These are the key concepts you need to understand to accurately answer the question.

Probability
Probability is a fundamental concept in statistics that helps us quantify the likelihood of different outcomes. In this context, probability refers to the chance that a particular event occurs. For Lauren Wible, her batting average translates directly into the probability that she will hit the ball during an at-bat.
  • Probability of success (getting a hit): 0.524
  • Probability of failure (missing a hit): 1 - 0.524 = 0.476
The concept lies at the heart of predicting outcomes across different trials. Whether in sports or other fields, understanding probability allows us to anticipate possible results given a set of conditions.
Batting Average
A batting average is a key performance metric in baseball and softball. It represents the ratio of a player's hits compared to their total number of at-bats. For Lauren Wible, a batting average of 0.524 means that she gets a hit approximately 52.4% of the time she is at-bat.

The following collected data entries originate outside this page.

PR #1318, opened 2020-08-10
Disable OS config test on windows_7_x64_byol.wf.json

EricEdens:
OS Config agent is only supported for Windows greater than 2008r2. Windows 7 and Windows 2008r2 are both NT 6.1.


EricEdens:
> Any idea why `Windows Translate: 7 32-bit BYOL` is not failing but 64-bit is?

It's already whitelisted -- I missed 64-bit it looks like.

https://github.com/GoogleCloudPlatform/compute-image-tools/blob/5b81051e3e719b4db620a27ec8275b1d6f48fced/daisy_integration_tests/windows_7_x86_byol.wf.json#L44

PR #1322, opened 2020-08-12
[UEFI-compatible] auto detect & tag UEFI compatible

dntczdx:
Motivation: user may not have enough knowledge to determine whether their disk is UEFI-boot. Even they can determine it, gcloud & pantheon surface doesn't support importing a image with UEFI_COMPATIBLE support. (Only direct API supports that, which is not the main stream). We automatically detect it and mark it UEFI_COMPATIBLE based on the partition info.

Impl: after inflation stage & before translation stage, there is a inspection stage. We check the partition info in inspection stage to explore EFI partition. If any, we return a flag. The importer will consume it: if it's true, we will create a copy of the inflated disk with an additional guestOSFeature=UEFI_COMPATIBLE.

Changes including e2e tests, which covered:
MBR+BIOS (linux + windows)
MBR+UEFI (linux)
GPT+Hybrid (linux)
GPT+UEFI (linux + windows)

Not covered: GPT+BIOS, since GCVP doesn't support that.

### DIFF
--- a/cli_tools_cloudbuild.yaml
+++ b/cli_tools_cloudbuild.yaml
@@ -89,10 +89,10 @@ steps:
   args: 
   - --destination=gcr.io/$PROJECT_ID/gce_vm_image_import:$_RELEASE
   - --destination=gcr.io/$PROJECT_ID/gce_vm_image_import:$COMMIT_SHA
-  - --destination=us-central1-docker.pkg.dev/$PROJECT_ID/gce_vm_image_import:$_RELEASE
-  - --destination=us-central1-docker.pkg.dev/$PROJECT_ID/gce_vm_image_import:$COMMIT_SHA
-  - --destination=us-west1-docker.pkg.dev/$PROJECT_ID/gce_vm_image_import:$_RELEASE
-  - --destination=us-west1-docker.pkg.dev/$PROJECT_ID/gce_vm_image_import:$COMMIT_SHA
+  - --destination=us-central1-docker.pkg.dev/$PROJECT_ID/wrappers/gce_vm_image_import:$_RELEASE
+  - --destination=us-central1-docker.pkg.dev/$PROJECT_ID/wrappers/gce_vm_image_import:$COMMIT_SHA
+  - --destination=us-west1-docker.pkg.dev/$PROJECT_ID/wrappers/gce_vm_image_import:$_RELEASE
+  - --destination=us-west1-docker.pkg.dev/$PROJECT_ID/wrappers/gce_vm_image_import:$COMMIT_SHA
   - --context=/workspace
   - --dockerfile=gce_vm_image_import.Dockerfile
 


cli_tools/gce_vm_image_import/importer/bootable_disk_processor.go
```diff
@@ -128,9 +129,6 @@ func (b bootableDiskProcessor) postValidateFunc() daisy.WorkflowModifier {
 			}}
 		rl.LabelResources(w)
 		daisy_utils.UpdateAllInstanceNoExternalIP(w, b.noExternalIP)
-		if b.uefiCompatible {
```
dntczdx, line 131: This is deleted because UEFI_COMPATIBLE has been determine in inspection stage and will be inherited. No need to add it again in translation stage.
It's based on an assumption that "--inspect" is enabled automatically. If "--inspect" won't be enabled soon, I will have to add it back. @EricEdens please give some inputs here, thanks!

zoran15: I would keep it and add a TODO bug until it can safely be removed.

cli_tools/common/disk/inspect.go
```diff
@@ -55,8 +57,15 @@ type defaultInspector struct {
...
-	err := inspector.wf.Run(context.Background())
-	return InspectionResult{}, err
+	err = inspector.wf.Run(context.Background())
+	if err != nil {
+		return
+	}
+
+	if inspector.wf.GetSerialConsoleOutputValue("has_efi_partition") == "true" {
+		ir.HasEFIPartition = true
+	}
```
zoran15, line 69:
```suggestion
	ir.HasEFIPartition = inspector.wf.GetSerialConsoleOutputValue("has_efi_partition") == "true"
```

cli_tools/common/utils/logging/service/daisy_loggable.go
```diff
@@ -37,6 +37,14 @@ func (w workflowLoggable) GetValue(key string) string {
 	return w.wf.GetSerialConsoleOutputValue(key)
 }
 
+func (w workflowLoggable) GetValueAsBool(key string) bool {
```
zoran15, line 40: Can you use this above instead of comparing with "true"?

cli_tools/common/utils/logging/service/literal_loggable_test.go
```diff
@@ -57,6 +57,8 @@ func TestSingleImageImportLoggable(t *testing.T) {
 	inflationTimeValue := int64(10000)
 	shadowInflationTimeValue := int64(5000)
 	matchResultValue := "true"
+	isUEFICompatibleImageValue := true
+	isUEFIDetectedValue := true
```
zoran15, line 61: since there are only 2 possible values, it's a good idea to test different combos of these. E.g. if there's a bug where isUEFICompatibleImageValue is used instead of isUEFIDetectedValue, this test would not detect it as both are true here.

cli_tools/common/utils/logging/service/log_entry.go
```diff
@@ -249,6 +249,10 @@ type OutputInfo struct {
 	ShadowInflationTime []int64 `json:"shadow_inflation_time_ms,omitempty"`
 	// Shadow disk match result for shadow disk inflater
 	ShadowDiskMatchResult string `json:"shadow_disk_match_result,omitempty"`
+	// Indicates whether the image is imported and marked as UEFI_COMPATIBLE
```
zoran15, line 252:
```suggestion
	// Indicates whether the imported image is marked as UEFI_COMPATIBLE
```

cli_tools/gce_vm_image_import/importer/processor.go
```diff
@@ -37,24 +42,62 @@ type processorProvider interface {
...
 
 func (d defaultProcessorProvider) provide(pd persistentDisk) (processor, error) {
 	if d.DataDisk {
-		return newDataDiskProcessor(pd, d.imageClient, d.Project,
+		return newDataDiskProcessor(pd, d.computeClient, d.Project,
 			d.Labels, d.StorageLocation, d.Description,
 			d.Family, d.ImageName), nil
 	}
+	var err error
+	pd, err = d.inspectDisk(pd)
```
zoran15, line 56: inspection doesn't naturally belog to provide() method. provide() is a processor factory method. Inspection should either be a separate step or a part of the processor.

cli_tools/gce_vm_image_import/importer/processor.go
```diff
@@ -37,24 +42,62 @@ type processorProvider interface {
...
+	// If UEFI_COMPATIBLE is enforced in user input args (by d.ImportArguments.UefiCompatible),
+	// then it has been honored in inflation stage, so no need to create a new disk here.
+	// Only create new disk with UEFI_COMPATIBLE when inspection result tells us to do it.
+	if !d.ImportArguments.UefiCompatible && inspectionResult.HasEFIPartition {
+		diskName := fmt.Sprintf("disk-%v-uefi", d.ImportArguments.ExecutionID)
+		err := d.computeClient.CreateDisk(d.ImportArguments.Project, d.ImportArguments.Zone, &compute.Disk{
+			Name:            diskName,
+			SourceDisk:      pd.uri,
+			GuestOsFeatures: []*compute.GuestOsFeature{{Type: "UEFI_COMPATIBLE"}},
+		})
```
zoran15, line 86: Creating a new disk in order to set GuestOSFeatures doesn't belog to inspector. Inspector should just return info on the disk/image, it should not make updates. Updates belong to the processor or a separate step.

cli_tools/common/utils/logging/service/literal_loggable_test.go
dntczdx: It's covered by unit test in "processor_test.go". I may move it to another file after refactoring.

cli_tools/gce_vm_image_import/importer/bootable_disk_processor.go
dntczdx: Sounds good, let me add it back in this PR

dntczdx: I went through the scenarios again. Even without "--inspect", this logic can also be removed.
Today, when people enforced "isUefiCompatible" by arg (by API), it's honored in inflation stage, and will be inherited by the final image.

cli_tools/gce_vm_image_import/importer/processor.go
dntczdx: Sounds great, I moved it into bootableDiskProcessor.process()

cli_tools/gce_vm_image_import/importer/processor.go
dntczdx: Sounds great, I moved it into bootableDiskProcessor.process()

cli_tools/gce_vm_image_import/importer/bootable_disk_processor.go
```diff
@@ -16,37 +16,103 @@ package importer
...
+
+	ir, err := b.inspectDisk()
+	if err != nil {
+		return b.pd, err
+	}
+
+	return b.recreateDisk(ir)
+}
+
+func (b bootableDiskProcessor) recreateDisk(ir disk.InspectionResult) (persistentDisk, error) {
```
zoran15, line 73: the name of this func should indicate it's handling UEFI, the current name is too generic. 

processUEFIDisk or similar (and document that, due to GuestOS features limitations, a new disk might be created)

cli_tools/gce_vm_image_import/importer/bootable_disk_processor.go
```diff
@@ -16,37 +16,103 @@ package importer
...
 
 type bootableDiskProcessor struct {
-	workflow        *daisy.Workflow
-	userLabels      map[string]string
-	storageLocation string
-	uefiCompatible  bool
-	noExternalIP    bool
-	network         string
-	OS              string
+	ImportArguments
```
zoran15, line 35: Since this is basically inheritance in GoLang, it's a bit strange to have bootableDiskProcessor inherit from ImportArguments

cli_tools/gce_vm_image_import/importer/bootable_disk_processor.go
```diff
@@ -16,37 +16,103 @@ package importer
...
+		b.pd.uri = fmt.Sprintf("zones/%v/disks/%v", b.Zone, diskName)
+	}
+
+	if b.UefiCompatible || ir.HasEFIPartition {
+		b.pd.isUEFICompatible = true
+	}
+
+	if ir.HasEFIPartition {
+		b.pd.isUEFIDetected = true
+	}
```
zoran15, line 101: Here's your updating copies of b.pd because both b and pd are passed as values, not references. The tests are failing for other reasons, but I assume it was not your intention to modify copies of objects since these changes will be lost once func ends.

cli_tools/gce_vm_image_import/importer/bootable_disk_processor.go
```diff
@@ -16,37 +16,103 @@ package importer
...
+
+	return b.pd, nil
+}
+
+func (b bootableDiskProcessor) inspectDisk() (disk.InspectionResult, error) {
+	log.Printf("Running experimental disk inspections on %v.", b.pd.uri)
```
zoran15, line 107: Why experimental? I would avoid using "experimental" in code that will be visible by customers. It will lead them to believe they are using an Alpha product.

cli_tools/common/utils/logging/service/log_entry.go
```diff
@@ -249,6 +249,10 @@ type OutputInfo struct {
 	ShadowInflationTime []int64 `json:"shadow_inflation_time_ms,omitempty"`
 	// Shadow disk match result for shadow disk inflater
 	ShadowDiskMatchResult string `json:"shadow_disk_match_result,omitempty"`
+	// Indicates whether the imported image is marked as UEFI_COMPATIBLE
```
EricEdens, line 252:
```suggestion
	// Indicates whether the imported image is marked as UEFI_COMPATIBLE by the user.
```

cli_tools/gce_vm_image_import/importer/data_disk_processor.go
```diff
@@ -50,24 +52,20 @@ func newDataDiskProcessor(pd persistentDisk, client createImageClient, project s
...
+		pd: pd,
 	}
 }
 
 func (d dataDiskProcessor) traceLogs() []string {
 	return []string{}
 }
 
-func (d dataDiskProcessor) process() (err error) {
+func (d dataDiskProcessor) process() (persistentDisk, error) {
```
zoran15, line 63: Document that a new disk might be created and the old one would be deleted.

cli_tools/gce_vm_image_import/importer/bootable_disk_processor.go
```diff
@@ -16,37 +16,103 @@ package importer
...
+func (b bootableDiskProcessor) recreateDisk(ir disk.InspectionResult) (persistentDisk, error) {
+	// If UEFI_COMPATIBLE is enforced in user input args (by d.ImportArguments.UefiCompatible),
+	// then it has been honored in inflation stage, so no need to create a new disk here.
+	// Create new disk with UEFI_COMPATIBLE only when inspection result tells us to do.
+	if !b.UefiCompatible && ir.HasEFIPartition {
+		diskName := fmt.Sprintf("disk-%v-uefi", b.ExecutionID)
+		err := b.computeClient.CreateDisk(b.Project, b.Zone, &compute.Disk{
+			Name:            diskName,
+			SourceDisk:      b.pd.uri,
+			GuestOsFeatures: []*compute.GuestOsFeature{{Type: "UEFI_COMPATIBLE"}},
```
EricEdens, line 82: Are we losing attributes here? for example:
 - Can there be existing guestOSFeatures? (If the import started as a GCE image, for example.)
 - licenses

cli_tools_e2e_test/gce_image_import_export/test_suites/import/cli_tests.go
```diff
@@ -273,14 +293,113 @@ func runImageImportWithSubnetWithoutNetworkSpecified(ctx context.Context, testCa
...
+		},
+		utils.GcloudProdWrapperLatest: {"compute", "images", "import", imageName, "--quiet",
+			"--docker-image-tag=latest", fmt.Sprintf("--os=%v", os), fmt.Sprintf("--project=%v", testProjectConfig.TestProjectID),
+			getSourceArg(isSourceFile, source),
+			fmt.Sprintf("--zone=%v", testProjectConfig.TestZone), "--inspect",
+		},
+		utils.GcloudLatestWrapperLatest: {"compute", "images", "import", imageName, "--quiet",
+			"--docker-image-tag=latest", fmt.Sprintf("--os=%v", os), fmt.Sprintf("--project=%v", testProjectConfig.TestProjectID),
+			getSourceArg(isSourceFile, source),
+			fmt.Sprintf("--zone=%v", testProjectConfig.TestZone), "--inspect",
```
zoran15, line 372: Is there `--inspect` flag in gcloud?

cli_tools_e2e_test/gce_image_import_export/test_suites/import/cli_tests.go
```diff
@@ -273,14 +293,113 @@ func runImageImportWithSubnetWithoutNetworkSpecified(ctx context.Context, testCa
...
+	if isUEFICompatible {
+		expectedGuestOsFeatures = guestOsFeatureForUEFICompatible
+	} else {
+		unexpectedGuestOsFeatures = guestOsFeatureForUEFICompatible
+	}
+
+	runImportTestWithExtraParams(ctx, argsMap[testType], testType, testProjectConfig, imageName, logger, testCase, expectedGuestOsFeatures, unexpectedGuestOsFeatures, "", "", nil)
+}
+
+func getSourceArg(isSourceFile bool, source string) string {
```
zoran15, line 387: getSourceFlag

daisy_workflows/image_import/inspection/inspect_disk.py
```diff
@@ -14,6 +14,22 @@
...
+
+import os
+
+try:
+  os.system('fdisk -l /dev/sdb -o type')
+  stream = os.popen('fdisk -l /dev/sdb -o type')
+  output = stream.read()
+
+  # 1. For GPT, the ESP output should be "EFI System", which matches partition
+  # GUID "C12A7328-F81F-11D2-BA4B-00A0C93EC93B".
```
zoran15, line 27: Why is this ID in the code?

cli_tools/gce_vm_image_import/importer/bootable_disk_processor.go
```diff
@@ -16,37 +16,103 @@ package importer
...
 type bootableDiskProcessor struct {
-	workflow        *daisy.Workflow
-	userLabels      map[string]string
-	storageLocation string
-	uefiCompatible  bool
-	noExternalIP    bool
-	network         string
-	OS              string
+	ImportArguments
+	computeClient daisyCompute.Client
```
EricEdens, line 36: Since this is such a huge interface, it makes understanding the intent of the calling code difficult. To solve that, specify the method that you're using, similar to below. This helps the reader understand which method you're using, and makes testing easier since you can create a mock without a framework.

https://github.com/GoogleCloudPlatform/compute-image-tools/blob/514ebce5f1ed4baaa8769e5a590367006c8d20a5/cli_tools/gce_vm_image_import/importer/importer.go#L187-L186

cli_tools/gce_vm_image_import/importer/processor.go
```diff
@@ -37,24 +37,15 @@ type processorProvider interface {
...
-		log.Printf("Running experimental disk inspections on %v.", pd.uri)
-		inspectionResult, err := d.diskInspector.Inspect(pd.uri)
-		if err != nil {
-			log.Printf("Inspection error=%v", err)
-		} else {
-			log.Printf("Inspection result=%v", inspectionResult)
-		}
-	}
-	return newBootableDiskProcessor(d.ImportArguments, pd)
+	return newBootableDiskProcessor(d.computeClient, d.diskInspector, d.ImportArguments, pd)
```
EricEdens, line 50: My original vision was a modular approach where inspection results determine which processor to return. For example, if the image is inspected as non-UEFI and Linux, then the additional code from this PR isn't required.

Benefits:
-  Individual processors are smaller, and easier to grok / test
-  Future development won't continue to increase the size of bootable disk processor

Tactically, to make that happen, a couple of options:
1. This provider returns a list of providers. The consumer iterates over each, and passes the processed disk to the subsequent step.
2. Don't change the signature here; instead, use a facade that iterates over each sub-processor.

Psuedocode

```

if data_disk:
 return  [data_disk_processor]

run inspection

processors := []

if data disk and windows:
  processors += uefi_tagger

processors += bootable_disk_processor
return processors
```

cli_tools_e2e_test/gce_image_import_export/test_suites/import/cli_tests.go
```diff
@@ -63,6 +63,20 @@ func CLITestSuite(
 			testSuiteName, fmt.Sprintf("[%v][CLI] %v", testType, "Import with different network param styles"))
 		imageImportWithSubnetWithoutNetworkSpecifiedTestCase := junitxml.NewTestCase(
 			testSuiteName, fmt.Sprintf("[%v][CLI] %v", testType, "Import with subnet but without network"))
+		imageImportLinuxUEFITestCase := junitxml.NewTestCase(
+			testSuiteName, fmt.Sprintf("[%v][CLI] %v", testType, "Import UEFI test for linux UEFI"))
+		imageImportLinuxUEFIFromImageTestCase := junitxml.NewTestCase(
+			testSuiteName, fmt.Sprintf("[%v][CLI] %v", testType, "Import UEFI from image test for linux UEFI"))
```
EricEdens, line 69: I *think* this is a good opportunity for this suite instead. Just copy the two UEFI tests, and replace the uefi_compatible arg with `inspect`, right?

https://github.com/GoogleCloudPlatform/compute-image-tools/blob/master/cli_tools_e2e_test/gce_image_import_export/test_suites/import/import_tests.go#L70-L69

cli_tools/gce_vm_image_import/importer/bootable_disk_processor.go
EricEdens: sgtm

daisy_workflows/image_import/inspection/inspect_disk.py
```diff
@@ -14,6 +14,22 @@
 # limitations under the License.
 
 # Example of communicating a key-value pair back to Daisy:
-#   print("Status: <serial-output key:'partition_scheme' value:'mbr'>")
+#
+
+import os
```
EricEdens, line 19: Here's the file you want to update. Since I'm still working on making it easier to run tests, I'm fine if you put this code directly in `inspect-disk.py`, and I'll backport it into the library later. Or you can put it in the library now. It's up to you!

https://github.com/GoogleCloudPlatform/compute-image-tools/blob/master/daisy_workflows/image_import/inspection/inspect-disk.py

EricEdens: Also, the associated README has directions for running the inspection workflow directly.

cli_tools_e2e_test/gce_image_import_export/test_suites/import/cli_tests.go
EricEdens: I wasn't planning on that being added to gcloud

cli_tools/gce_vm_image_import/importer/bootable_disk_processor.go
zoran15: Personally, I found using limited interfaces like this annoying: whenever I needed to use a new operation, I had to change the interface. Understanding the intent of the code is not really easier: it's obvious from the calling code what is the intent even though there are other, not used functions in the big interface. 

Testing might be easier without a framework, but with a framework it's the same.

EricEdens: I start by reading the interface, so having well-defined dependencies helps me. But it's a good learning that we're not all like that :)

In this particular case, here's my guidance:
1. Implement a processor specifically for UEFI (there's a longer comment about that below)
2. Given that the new processor will only need the CreateDisk method, I'd strongly recommend using implicit interfaces to get the benefits that we've talked about. That said, if you and Zoran aren't fans, I'm fine to move forward with the consensus

daisy_workflows/image_import/inspection/inspect_disk.py
zoran15: So is this an example of a GUID or something that's always the same? If it's an example, make sure to document it as such.

cli_tools/gce_vm_image_import/importer/processor.go
dntczdx: See my new imp. After evaluation, a separate inspector makes the bst sense to me.

cli_tools_e2e_test/gce_image_import_export/test_suites/import/cli_tests.go
dntczdx: Great! I moved all the new e2e tests to import_tests

cli_tools_e2e_test/gce_image_import_export/test_suites/import/import_tests.go
```diff
@@ -83,26 +108,151 @@ var cases = []testCase{
...
+	guestOsFeatureForUEFICompatible := []string{"UEFI_COMPATIBLE"}
+	var expectedGuestOsFeatures, unexpectedGuestOsFeatures []string
+	if t.expectUEFICompatible {
+		expectedGuestOsFeatures = guestOsFeatureForUEFICompatible
+	} else {
+		unexpectedGuestOsFeatures = guestOsFeatureForUEFICompatible
+	}
+
+	t.verifyGuestOSFeatures(expectedGuestOsFeatures, image, junit, logger, unexpectedGuestOsFeatures)
+}
```
EricEdens, line 230: I'd recommend that we didn't introspect details such as guestOSFeatures, since guestOSFeatures are an *implementation detail*. What we care about (and what our customers care about) is that their image boots, and can perform some tasks. 

I counter argument to this would be: We don't want MBR images to be tagged UEFI since they boot slower. If we care about boot times, then, the correct test would boot images and measure times, rather than indirectly look at a tag.

That said, I could understand inspecting licenses, since those generally don't have an observable side effect, but are rather present as an opaque metrics mechanism.

cli_tools_e2e_test/gce_image_import_export/test_suites/import/import_tests.go
```diff
@@ -39,9 +41,18 @@ const (
 	suite = "ImageImport"
 )
 
+type testCaseInterface interface {
+	getTestCase() testCase
+	run(ctx context.Context, junit *junitxml.TestCase, logger *log.Logger,
+		testProjectConfig *testconfig.Project, testType utils.CLITestType)
+}
+
 type testCase struct {
```
EricEdens, line 50: I'd been expecting to see a few more cases, where you omit the user-specified UEFI args. That's a great test, since prior to your changes in this PR, the image wouldn't boot, and the test would time out. Once you've added the changes, the boot script runs, and the test passes.

cli_tools/gce_vm_image_import/importer/processor.go
EricEdens: Nice -- I think it's heading in the right direction. The current implementation that you have, though, mixes two *distinct* responsibilities: inspection and mutation. The tactical reason for separating these, is that we need the inspection results to make other decisions (which translator to run, for example), and therefore need inspection to finish prior to running your mutation steps.

cli_tools/gce_vm_image_import/importer/bootable_disk_processor.go
EricEdens: It sounds like Tony favors the large interface, so I'm fine with proceeding with that.

cli_tools/gce_vm_image_import/importer/bootable_disk_processor.go
EricEdens: sgtm

cli_tools/gce_vm_image_import/importer/disk_inspection_processor.go
```diff
@@ -0,0 +1,114 @@
...
+	"google.golang.org/api/compute/v1"
+)
+
+type diskInspectionProcessor struct {
+	args              ImportArguments
+	computeDiskClient daisyCompute.Client
+	diskInspector     disk.Inspector
+}
+
+func (d *diskInspectionProcessor) process(pd persistentDisk) (persistentDisk, error) {
```
zoran15, line 33: I agree here with Eric that inspection and processing should be separate steps. Inspection should only do inspection while uefi disk processor could perform disk creation with UEFI_COMPATIBLE guest OS feature attached. Inspection would be a separate step after inflation (unless there are technical issues), while UEFI processor be in the list of processor that run on the disk.

cli_tools_e2e_test/gce_image_import_export/test_suites/import/import_tests.go
dntczdx: In most of the cases, that is perfectly correct. This case is special, since vanadium should not be considered as completely transparent in my opinion. We know they can boot any disk with UEFI_COMPATIBLE successfully no matter whether it's really a UEFI; we also know that behavior won't be there forever (backward-compatible for BIOS disk with UEFI_COMPATIBLE can be deprecated). So, in this case, it's insufficient to only check boot-success. We also want to make sure UEFI_COMPATIBLE is marked only when needed.

cli_tools/gce_vm_image_import/importer/disk_inspection_processor.go
dntczdx: Moved the logic to the proper place as suggested, thanks!

EricEdens:
Regarding the pytest failure, the test is failing waiting for this: https://github.com/GoogleCloudPlatform/compute-image-tools/pull/1326

cli_tools_e2e_test/gce_image_import_export/test_suites/import/import_tests.go
EricEdens: Let's meet in the middle! 
1. Undo the new interfaces, since I'm not sure there's truly a delineation between the two types (given your argument, don't we always want to very the guest os feature?)
1. Update `testCase` to have a field `expectedGuestOSFeatures` that is a list.
1. Move the assertion code outside this suite -- there's a common set of code for tests?.  I imagine a signature of `assertImageHasGuestOSFeatures(imageURI string, expectedFeatures []string)` that asserts the features are *exactly* what's passed in (nothing missing, nothing extra)
1. Call  `assertImageHasGuestOSFeatures`after `t.runPostTranslateTest`

cli_tools/gce_vm_image_import/importer/disk_inspection_processor.go
EricEdens: Thanks Tony! Took a look, and the current version that's uploaded still has the UEFI work inside bootable_processor, rather than having a list of processors.

cli_tools/common/utils/logging/service/log_entry.go
EricEdens: That makes sense -- can you update the comment to explain that?  Here's the first idea that comes to mind: `Indicates whether UEFI_COMPATIBLE was added to the image's guestOSFeatures, either due to inspection or user request.`

cli_tools/gce_vm_image_import/importer/disk_inspection_processor.go
```diff
@@ -0,0 +1,86 @@
...
+	pd.isUEFIDetected = ir.HasEFIPartition
+	return pd, nil
+}
+
+func (d *diskInspectionProcessor) inspectDisk(uri string) (disk.InspectionResult, error) {
+	log.Printf("Running disk inspections on %v.", uri)
+	ir, err := d.diskInspector.Inspect(uri)
+	if err != nil {
+		log.Printf("Disk inspection error=%v", err)
+		return ir, daisy.Errf("Disk inspection error: %v", err)
```
EricEdens, line 49: does this result in the error being printed twice?

dntczdx: Yes, it's by design. It's similar to daisy workflow's behavior: print the error right away when it happens; then print again at the end of the cmd after cleanup is done.

EricEdens: hmmmm.  curious. Well, it's probably better to stay consistent with the rest of the system. sgtm.

cli_tools/common/utils/logging/service/log_entry.go
dntczdx: done

cli_tools/gce_vm_image_import/importer/disk_inspection_processor.go
dntczdx: Split the logic to 3 processors now.

cli_tools_e2e_test/gce_image_import_export/test_suites/import/import_tests.go
dntczdx: Hi Eric
1. To simplify the code, I removed the interface and 2 concrete impl as you suggested. I didn't apply the validation for guestOSFeatures for the existing tests. The reason is because (1) it's not what those tests want to test (2) it can be flaky. All my added tests are designed to be stable regarding the UEFI behaviors - they are based on the vmdk files that I created. Meanwhile, other tests usually use a image path, or sometimes even image family, which can be different in the future (one example: windows image was non-UEFI but now they are UEFI, cutoff date on June 2020 ). The author of the other tests don't need to verify the UEFI tag, also they don't want to carefully set the expected UEFI result when they create/modify the tests since that is not what they care about.

2. So accordingly, I updated the inspect to add a "expectedGuestOSFeatures" list as suggested, meanwhile added a "unexpectedGuestOSFeatures". The reason is in # 3

3. I moved it to the common lib as suggested so people can reuse it. The functionality is slightly different from you said: What I am verifying is whether the image contains the given guestOSFeature or not. It's not a "exact" list. It's because I don't want the test to be impacted by other features, like "IS_WINDOWS". (still kept some image-specific logic in local, since the assertGuestOSFeatures can be reused for not only image but also disk and more)

4. "Call assertImageHasGuestOSFeatures after t.runPostTranslateTest" - done similarly. It has to be before runPostTranslateTest, otherwise the image was removed by runPostTranslateTest

zoran15: > "We don't want MBR images to be tagged UEFI since they boot slower." If that's the case, then we should establish a test framework that monitors boot times, since this focuses on the observable behavior that the customer cares about.

I think we need to test whether GuestOSFeatures are set correctly by our tests. This is not a black-box for us as we know what inputs lead to which GuestOSFeatures. This is for performance reasons, but, more importantly, for correctness: UEFI_COMPATIBLE tagged MBR formatted disks might not work in the future if legacy mode is removed from the firmware.

cli_tools/gce_vm_image_import/importer/disk_inspection_processor.go
```diff
@@ -0,0 +1,86 @@
...
+	"github.com/GoogleCloudPlatform/compute-image-tools/cli_tools/common/disk"
+	"github.com/GoogleCloudPlatform/compute-image-tools/daisy"
+)
+
+type diskInspectionProcessor struct {
+	args          ImportArguments
+	diskInspector disk.Inspector
+}
+
+func (d *diskInspectionProcessor) process(pd persistentDisk) (persistentDisk, error) {
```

  • Calculated as: \[\text{Batting Average} = \frac{\text{Number of Hits}}{\text{Number of At-Bats}}\]
  • Helps in predicting future performance and assessing consistency.
This statistic not only indicates the player's skill level but also feeds into statistical models like the binomial distribution to predict outcomes over multiple trials.
Binomial Coefficient
The binomial coefficient is a critical component in calculating probabilities in a binomial distribution. It tells us the number of ways we can choose a certain number of successes in a series of trials.
  • Mathematically expressed using combinations, for example: \[ \binom{n}{k} = \frac{n!}{k!(n-k)!}\]
  • For Lauren's scenario: \[ \binom{4}{2} = \frac{4!}{2!\times(4-2)!} = 6\]
  • Represents the different ways she can get exactly 2 hits in 4 at-bats.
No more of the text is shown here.